THE TASK
Each line of the material below with the word "dependency" is to be reported.

MATERIAL PROVIDED
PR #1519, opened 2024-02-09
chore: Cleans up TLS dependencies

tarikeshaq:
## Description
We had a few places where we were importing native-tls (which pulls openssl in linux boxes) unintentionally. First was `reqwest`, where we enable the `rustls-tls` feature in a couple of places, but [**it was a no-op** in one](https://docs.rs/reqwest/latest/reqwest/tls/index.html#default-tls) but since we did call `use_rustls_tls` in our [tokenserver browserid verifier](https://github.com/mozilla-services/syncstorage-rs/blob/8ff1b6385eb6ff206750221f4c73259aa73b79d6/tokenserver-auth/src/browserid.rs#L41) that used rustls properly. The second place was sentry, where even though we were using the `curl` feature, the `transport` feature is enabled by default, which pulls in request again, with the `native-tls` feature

* * *

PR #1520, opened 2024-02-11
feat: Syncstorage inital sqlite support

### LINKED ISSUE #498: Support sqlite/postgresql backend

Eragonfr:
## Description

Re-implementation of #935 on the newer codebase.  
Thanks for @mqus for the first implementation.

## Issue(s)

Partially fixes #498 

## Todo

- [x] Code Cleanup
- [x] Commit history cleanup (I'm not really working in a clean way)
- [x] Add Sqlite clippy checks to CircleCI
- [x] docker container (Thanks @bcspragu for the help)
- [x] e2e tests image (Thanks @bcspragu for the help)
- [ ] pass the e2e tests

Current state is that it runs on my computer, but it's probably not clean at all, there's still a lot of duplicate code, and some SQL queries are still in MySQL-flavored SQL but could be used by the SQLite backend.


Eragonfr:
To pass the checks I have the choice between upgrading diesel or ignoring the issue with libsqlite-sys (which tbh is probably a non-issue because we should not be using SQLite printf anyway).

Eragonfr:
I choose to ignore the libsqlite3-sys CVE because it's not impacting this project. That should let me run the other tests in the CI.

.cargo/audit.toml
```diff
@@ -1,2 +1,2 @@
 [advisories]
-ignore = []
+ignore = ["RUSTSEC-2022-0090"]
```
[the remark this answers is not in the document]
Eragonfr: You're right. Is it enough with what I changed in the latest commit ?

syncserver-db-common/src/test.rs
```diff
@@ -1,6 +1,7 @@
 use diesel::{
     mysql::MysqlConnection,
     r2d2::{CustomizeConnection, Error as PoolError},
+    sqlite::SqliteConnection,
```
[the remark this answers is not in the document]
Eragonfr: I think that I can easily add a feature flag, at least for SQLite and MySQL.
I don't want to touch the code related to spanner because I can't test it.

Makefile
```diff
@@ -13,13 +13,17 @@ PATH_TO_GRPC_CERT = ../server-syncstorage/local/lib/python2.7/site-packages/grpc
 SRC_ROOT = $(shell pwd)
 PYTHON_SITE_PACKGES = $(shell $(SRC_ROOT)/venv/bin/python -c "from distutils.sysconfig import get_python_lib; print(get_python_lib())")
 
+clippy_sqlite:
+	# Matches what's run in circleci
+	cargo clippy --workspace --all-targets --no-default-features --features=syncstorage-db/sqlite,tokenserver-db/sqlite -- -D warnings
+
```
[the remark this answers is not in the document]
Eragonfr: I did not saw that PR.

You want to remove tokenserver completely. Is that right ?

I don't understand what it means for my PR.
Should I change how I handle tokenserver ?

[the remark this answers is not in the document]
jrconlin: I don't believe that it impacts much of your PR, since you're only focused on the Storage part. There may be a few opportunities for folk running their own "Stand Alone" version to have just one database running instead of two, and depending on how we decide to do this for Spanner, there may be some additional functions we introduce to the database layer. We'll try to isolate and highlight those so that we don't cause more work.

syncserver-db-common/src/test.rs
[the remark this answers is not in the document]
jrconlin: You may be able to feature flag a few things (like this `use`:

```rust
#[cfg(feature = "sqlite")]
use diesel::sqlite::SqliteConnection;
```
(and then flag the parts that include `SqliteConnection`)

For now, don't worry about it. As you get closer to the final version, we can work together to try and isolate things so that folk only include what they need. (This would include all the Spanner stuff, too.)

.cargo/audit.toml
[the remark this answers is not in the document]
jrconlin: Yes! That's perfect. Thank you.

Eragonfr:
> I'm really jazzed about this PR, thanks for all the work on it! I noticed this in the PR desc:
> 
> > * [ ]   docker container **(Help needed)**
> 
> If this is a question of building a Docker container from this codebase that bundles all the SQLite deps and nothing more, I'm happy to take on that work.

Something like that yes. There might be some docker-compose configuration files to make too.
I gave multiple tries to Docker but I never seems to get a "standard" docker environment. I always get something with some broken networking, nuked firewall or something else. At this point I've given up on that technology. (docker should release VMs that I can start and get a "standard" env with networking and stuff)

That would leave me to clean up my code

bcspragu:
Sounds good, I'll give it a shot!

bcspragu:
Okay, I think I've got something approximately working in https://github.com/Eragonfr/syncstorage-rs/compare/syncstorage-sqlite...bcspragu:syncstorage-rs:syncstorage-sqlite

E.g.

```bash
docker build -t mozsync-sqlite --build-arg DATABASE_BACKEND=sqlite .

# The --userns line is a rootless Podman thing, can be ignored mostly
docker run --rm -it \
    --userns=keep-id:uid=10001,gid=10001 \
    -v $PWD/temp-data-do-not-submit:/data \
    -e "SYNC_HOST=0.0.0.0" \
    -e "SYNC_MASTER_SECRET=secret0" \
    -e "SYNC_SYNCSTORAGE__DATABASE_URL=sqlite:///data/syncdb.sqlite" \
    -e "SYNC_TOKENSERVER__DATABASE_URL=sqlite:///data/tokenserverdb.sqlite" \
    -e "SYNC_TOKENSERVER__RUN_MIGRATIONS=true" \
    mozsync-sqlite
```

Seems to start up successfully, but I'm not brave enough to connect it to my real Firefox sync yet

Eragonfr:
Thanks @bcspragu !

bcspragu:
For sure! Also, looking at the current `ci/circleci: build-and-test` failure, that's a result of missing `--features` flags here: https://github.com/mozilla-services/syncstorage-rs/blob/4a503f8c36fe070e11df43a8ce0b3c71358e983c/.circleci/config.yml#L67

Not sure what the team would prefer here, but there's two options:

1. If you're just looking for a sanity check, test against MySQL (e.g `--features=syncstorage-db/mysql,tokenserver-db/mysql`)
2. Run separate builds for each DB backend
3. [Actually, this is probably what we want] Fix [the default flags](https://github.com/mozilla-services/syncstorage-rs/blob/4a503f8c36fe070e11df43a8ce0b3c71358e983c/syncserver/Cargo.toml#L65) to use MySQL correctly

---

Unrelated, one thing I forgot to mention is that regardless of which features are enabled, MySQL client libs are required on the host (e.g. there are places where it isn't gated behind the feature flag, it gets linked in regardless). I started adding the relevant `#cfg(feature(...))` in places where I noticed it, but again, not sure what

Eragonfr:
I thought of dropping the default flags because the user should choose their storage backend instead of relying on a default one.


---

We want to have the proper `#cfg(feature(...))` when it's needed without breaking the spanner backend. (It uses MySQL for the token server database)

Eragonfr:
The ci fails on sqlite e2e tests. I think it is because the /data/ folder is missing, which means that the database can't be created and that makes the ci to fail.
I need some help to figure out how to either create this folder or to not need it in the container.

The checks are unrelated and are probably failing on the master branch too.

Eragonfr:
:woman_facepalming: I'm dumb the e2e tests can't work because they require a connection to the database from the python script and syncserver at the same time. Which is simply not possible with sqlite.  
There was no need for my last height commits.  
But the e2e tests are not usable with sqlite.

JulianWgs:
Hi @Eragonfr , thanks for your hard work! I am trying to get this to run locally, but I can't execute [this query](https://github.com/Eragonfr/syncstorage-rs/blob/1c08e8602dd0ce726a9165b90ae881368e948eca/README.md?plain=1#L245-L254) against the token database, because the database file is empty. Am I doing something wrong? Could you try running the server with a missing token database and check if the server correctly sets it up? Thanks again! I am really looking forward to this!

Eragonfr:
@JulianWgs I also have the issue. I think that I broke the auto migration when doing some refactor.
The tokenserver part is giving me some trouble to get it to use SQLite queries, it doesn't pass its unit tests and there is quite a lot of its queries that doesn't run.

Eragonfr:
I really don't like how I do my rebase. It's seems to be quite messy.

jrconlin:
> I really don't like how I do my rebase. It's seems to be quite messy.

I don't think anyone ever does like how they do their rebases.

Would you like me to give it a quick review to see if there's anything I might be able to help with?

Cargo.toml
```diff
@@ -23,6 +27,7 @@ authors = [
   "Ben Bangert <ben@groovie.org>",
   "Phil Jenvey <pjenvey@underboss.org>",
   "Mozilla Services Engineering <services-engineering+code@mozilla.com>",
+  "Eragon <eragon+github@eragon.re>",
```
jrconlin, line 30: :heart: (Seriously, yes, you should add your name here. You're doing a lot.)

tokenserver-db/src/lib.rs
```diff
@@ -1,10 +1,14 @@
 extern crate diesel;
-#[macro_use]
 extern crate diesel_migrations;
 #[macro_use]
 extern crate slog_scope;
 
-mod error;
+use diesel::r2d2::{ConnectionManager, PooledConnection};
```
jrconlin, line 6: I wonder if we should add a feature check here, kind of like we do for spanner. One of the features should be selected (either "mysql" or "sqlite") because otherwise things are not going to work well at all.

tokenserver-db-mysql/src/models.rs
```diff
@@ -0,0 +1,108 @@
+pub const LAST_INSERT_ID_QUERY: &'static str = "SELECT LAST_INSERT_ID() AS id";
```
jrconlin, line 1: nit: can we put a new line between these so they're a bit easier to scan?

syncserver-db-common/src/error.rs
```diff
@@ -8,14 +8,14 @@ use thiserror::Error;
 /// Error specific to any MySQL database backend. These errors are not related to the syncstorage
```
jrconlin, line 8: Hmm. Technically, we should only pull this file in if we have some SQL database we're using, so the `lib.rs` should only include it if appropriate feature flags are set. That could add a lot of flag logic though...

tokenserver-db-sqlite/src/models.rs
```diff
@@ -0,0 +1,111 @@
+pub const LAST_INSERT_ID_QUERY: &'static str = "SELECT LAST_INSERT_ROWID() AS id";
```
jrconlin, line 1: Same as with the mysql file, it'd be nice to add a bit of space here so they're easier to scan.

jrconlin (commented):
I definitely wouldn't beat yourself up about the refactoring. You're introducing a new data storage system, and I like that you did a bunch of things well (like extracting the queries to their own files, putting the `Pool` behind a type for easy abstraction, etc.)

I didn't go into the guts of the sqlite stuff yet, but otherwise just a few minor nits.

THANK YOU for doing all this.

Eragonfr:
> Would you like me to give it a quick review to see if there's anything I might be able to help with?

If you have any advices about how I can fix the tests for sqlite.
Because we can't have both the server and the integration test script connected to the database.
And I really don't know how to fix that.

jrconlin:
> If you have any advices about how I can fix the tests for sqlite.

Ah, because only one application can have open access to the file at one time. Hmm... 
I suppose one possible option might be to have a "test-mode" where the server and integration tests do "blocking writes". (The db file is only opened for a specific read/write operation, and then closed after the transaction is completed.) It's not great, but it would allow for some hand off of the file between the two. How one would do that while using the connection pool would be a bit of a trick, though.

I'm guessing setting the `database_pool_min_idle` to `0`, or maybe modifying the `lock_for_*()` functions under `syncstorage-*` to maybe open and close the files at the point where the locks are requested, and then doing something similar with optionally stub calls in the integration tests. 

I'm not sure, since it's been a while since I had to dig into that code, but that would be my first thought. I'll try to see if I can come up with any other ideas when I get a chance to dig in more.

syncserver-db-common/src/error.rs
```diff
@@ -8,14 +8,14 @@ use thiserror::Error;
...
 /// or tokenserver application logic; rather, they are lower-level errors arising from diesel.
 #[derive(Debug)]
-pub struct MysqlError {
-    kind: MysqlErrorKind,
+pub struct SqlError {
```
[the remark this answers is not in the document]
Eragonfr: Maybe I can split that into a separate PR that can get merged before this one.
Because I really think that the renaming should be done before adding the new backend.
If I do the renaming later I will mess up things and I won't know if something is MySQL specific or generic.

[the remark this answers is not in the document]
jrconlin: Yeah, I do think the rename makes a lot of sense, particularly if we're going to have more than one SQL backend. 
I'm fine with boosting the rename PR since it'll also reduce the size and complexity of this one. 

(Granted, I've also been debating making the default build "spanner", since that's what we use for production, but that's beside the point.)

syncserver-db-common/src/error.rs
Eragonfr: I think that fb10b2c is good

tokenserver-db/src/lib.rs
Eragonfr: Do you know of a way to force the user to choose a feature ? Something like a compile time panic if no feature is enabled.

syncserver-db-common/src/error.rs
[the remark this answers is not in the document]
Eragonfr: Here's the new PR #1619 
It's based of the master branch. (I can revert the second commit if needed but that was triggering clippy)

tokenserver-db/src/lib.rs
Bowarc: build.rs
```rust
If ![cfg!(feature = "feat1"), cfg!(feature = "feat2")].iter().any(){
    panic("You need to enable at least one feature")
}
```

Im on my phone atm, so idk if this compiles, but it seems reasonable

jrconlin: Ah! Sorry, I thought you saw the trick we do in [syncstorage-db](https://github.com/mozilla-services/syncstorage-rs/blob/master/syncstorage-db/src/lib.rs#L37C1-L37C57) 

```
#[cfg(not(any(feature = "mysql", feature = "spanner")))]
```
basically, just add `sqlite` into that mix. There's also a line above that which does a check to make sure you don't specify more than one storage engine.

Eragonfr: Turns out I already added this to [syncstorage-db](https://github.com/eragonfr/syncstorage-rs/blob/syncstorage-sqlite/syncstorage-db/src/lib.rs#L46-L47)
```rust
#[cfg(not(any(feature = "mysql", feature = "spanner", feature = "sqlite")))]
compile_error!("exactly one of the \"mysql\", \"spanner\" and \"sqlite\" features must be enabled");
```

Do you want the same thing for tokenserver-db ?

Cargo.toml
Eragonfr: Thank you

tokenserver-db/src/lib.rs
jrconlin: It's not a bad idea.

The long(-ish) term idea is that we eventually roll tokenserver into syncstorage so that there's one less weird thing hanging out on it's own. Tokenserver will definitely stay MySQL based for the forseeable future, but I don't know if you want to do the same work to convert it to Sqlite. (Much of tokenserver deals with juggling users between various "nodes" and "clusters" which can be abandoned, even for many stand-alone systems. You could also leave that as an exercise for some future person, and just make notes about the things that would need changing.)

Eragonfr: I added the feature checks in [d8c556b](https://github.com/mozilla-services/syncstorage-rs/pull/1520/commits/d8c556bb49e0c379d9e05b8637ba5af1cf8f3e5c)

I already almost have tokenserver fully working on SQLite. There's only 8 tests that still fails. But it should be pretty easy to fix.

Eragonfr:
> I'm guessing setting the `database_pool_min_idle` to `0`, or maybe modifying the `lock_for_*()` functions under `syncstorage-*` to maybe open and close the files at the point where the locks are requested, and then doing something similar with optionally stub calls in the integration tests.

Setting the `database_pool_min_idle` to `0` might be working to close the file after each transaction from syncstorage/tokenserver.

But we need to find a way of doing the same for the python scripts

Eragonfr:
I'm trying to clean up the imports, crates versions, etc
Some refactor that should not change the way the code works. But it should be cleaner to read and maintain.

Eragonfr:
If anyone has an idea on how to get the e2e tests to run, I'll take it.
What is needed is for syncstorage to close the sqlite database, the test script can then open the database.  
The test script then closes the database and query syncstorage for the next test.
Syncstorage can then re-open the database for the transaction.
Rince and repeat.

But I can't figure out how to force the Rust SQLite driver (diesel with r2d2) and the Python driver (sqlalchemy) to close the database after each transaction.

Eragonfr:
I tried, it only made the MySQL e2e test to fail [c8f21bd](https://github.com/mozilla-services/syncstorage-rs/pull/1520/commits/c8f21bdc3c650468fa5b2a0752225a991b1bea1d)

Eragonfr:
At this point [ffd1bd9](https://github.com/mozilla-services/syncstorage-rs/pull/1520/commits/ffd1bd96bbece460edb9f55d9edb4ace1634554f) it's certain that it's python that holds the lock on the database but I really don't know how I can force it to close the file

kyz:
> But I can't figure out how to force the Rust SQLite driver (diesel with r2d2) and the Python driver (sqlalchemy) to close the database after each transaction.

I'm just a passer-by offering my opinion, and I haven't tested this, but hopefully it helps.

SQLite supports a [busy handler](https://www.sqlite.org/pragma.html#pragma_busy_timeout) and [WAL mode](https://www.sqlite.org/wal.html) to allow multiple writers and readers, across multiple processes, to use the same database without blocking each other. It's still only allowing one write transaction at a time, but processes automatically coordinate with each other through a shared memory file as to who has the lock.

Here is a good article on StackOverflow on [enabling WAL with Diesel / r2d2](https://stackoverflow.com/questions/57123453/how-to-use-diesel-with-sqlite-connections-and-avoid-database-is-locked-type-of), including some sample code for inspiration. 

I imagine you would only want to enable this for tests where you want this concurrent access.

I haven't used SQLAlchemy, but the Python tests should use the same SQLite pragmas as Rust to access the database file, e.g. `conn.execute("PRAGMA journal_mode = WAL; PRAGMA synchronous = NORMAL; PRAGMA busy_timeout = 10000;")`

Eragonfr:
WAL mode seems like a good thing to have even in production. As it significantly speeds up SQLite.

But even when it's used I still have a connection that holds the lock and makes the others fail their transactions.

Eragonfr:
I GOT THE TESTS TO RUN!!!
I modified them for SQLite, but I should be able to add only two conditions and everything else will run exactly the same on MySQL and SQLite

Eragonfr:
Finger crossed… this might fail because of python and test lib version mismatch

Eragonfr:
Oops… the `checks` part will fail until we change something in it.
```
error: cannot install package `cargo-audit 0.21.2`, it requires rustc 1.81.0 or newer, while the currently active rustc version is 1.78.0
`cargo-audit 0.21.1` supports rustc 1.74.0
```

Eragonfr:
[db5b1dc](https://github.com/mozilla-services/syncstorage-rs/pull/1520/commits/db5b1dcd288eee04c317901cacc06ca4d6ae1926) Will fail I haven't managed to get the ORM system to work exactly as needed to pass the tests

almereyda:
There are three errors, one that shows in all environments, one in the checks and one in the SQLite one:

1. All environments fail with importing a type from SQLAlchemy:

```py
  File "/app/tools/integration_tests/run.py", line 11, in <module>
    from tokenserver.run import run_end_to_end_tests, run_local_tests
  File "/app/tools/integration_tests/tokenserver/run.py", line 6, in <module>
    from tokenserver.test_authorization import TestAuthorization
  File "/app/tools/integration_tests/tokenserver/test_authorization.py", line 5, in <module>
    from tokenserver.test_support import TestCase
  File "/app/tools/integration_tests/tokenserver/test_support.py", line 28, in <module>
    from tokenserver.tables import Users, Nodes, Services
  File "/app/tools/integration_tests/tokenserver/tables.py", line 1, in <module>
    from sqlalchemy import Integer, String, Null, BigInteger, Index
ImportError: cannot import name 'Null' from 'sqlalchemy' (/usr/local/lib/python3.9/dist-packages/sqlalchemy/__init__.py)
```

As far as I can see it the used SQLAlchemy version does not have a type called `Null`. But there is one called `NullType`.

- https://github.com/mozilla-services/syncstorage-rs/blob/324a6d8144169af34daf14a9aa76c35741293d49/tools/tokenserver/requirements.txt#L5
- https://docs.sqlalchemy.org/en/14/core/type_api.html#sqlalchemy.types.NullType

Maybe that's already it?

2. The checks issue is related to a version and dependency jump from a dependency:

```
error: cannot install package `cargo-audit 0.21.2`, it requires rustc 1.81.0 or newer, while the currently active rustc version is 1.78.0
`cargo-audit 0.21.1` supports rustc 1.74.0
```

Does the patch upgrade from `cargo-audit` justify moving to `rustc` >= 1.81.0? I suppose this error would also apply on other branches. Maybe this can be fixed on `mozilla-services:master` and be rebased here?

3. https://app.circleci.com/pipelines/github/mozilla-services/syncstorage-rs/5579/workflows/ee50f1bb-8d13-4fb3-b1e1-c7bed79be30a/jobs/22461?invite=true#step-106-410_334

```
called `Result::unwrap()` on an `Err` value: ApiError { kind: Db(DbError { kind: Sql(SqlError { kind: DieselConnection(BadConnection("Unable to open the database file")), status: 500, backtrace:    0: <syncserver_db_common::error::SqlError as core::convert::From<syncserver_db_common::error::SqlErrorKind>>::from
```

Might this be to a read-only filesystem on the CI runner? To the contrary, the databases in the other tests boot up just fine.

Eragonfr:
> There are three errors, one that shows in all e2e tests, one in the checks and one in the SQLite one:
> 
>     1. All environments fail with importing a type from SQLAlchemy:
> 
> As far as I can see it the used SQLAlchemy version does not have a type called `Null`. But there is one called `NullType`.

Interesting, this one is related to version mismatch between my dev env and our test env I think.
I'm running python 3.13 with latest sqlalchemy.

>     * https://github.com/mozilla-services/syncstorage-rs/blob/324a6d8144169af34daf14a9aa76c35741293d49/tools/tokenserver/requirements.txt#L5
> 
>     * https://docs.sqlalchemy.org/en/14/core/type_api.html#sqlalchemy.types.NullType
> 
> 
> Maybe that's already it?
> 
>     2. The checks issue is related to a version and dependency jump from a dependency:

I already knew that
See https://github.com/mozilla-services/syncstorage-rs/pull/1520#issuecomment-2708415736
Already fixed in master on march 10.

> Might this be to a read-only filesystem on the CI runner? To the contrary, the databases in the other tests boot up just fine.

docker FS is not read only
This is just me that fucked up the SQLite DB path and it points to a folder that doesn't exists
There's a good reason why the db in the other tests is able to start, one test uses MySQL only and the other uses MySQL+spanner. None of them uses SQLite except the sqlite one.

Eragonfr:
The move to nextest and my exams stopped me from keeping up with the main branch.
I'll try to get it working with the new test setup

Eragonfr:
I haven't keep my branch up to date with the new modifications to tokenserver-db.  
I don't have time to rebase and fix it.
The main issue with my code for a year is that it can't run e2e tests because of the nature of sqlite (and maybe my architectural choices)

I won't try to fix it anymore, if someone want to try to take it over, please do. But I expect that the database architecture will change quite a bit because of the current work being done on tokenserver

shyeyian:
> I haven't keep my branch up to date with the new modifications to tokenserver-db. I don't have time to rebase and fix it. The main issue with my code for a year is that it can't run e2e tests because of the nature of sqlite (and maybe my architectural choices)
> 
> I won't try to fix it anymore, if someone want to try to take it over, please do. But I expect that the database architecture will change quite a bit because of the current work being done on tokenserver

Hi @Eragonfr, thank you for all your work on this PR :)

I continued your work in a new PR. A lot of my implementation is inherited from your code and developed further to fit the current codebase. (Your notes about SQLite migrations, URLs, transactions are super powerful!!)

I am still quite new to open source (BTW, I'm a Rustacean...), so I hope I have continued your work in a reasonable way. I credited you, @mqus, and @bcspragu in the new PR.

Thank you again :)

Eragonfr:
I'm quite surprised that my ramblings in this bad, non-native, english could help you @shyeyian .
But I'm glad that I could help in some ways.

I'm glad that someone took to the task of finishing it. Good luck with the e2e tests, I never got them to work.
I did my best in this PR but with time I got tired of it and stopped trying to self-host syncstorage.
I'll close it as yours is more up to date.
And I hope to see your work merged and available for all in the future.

---

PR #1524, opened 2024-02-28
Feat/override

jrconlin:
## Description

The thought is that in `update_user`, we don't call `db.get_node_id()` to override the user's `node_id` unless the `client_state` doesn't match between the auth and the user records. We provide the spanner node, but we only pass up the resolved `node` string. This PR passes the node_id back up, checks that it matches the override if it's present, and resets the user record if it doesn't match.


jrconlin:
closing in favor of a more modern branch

FINISHED EXERCISE
2. The checks issue is related to a version and dependency jump from a dependency:
>     2. The checks issue is related to a version and dependency jump from a dependency:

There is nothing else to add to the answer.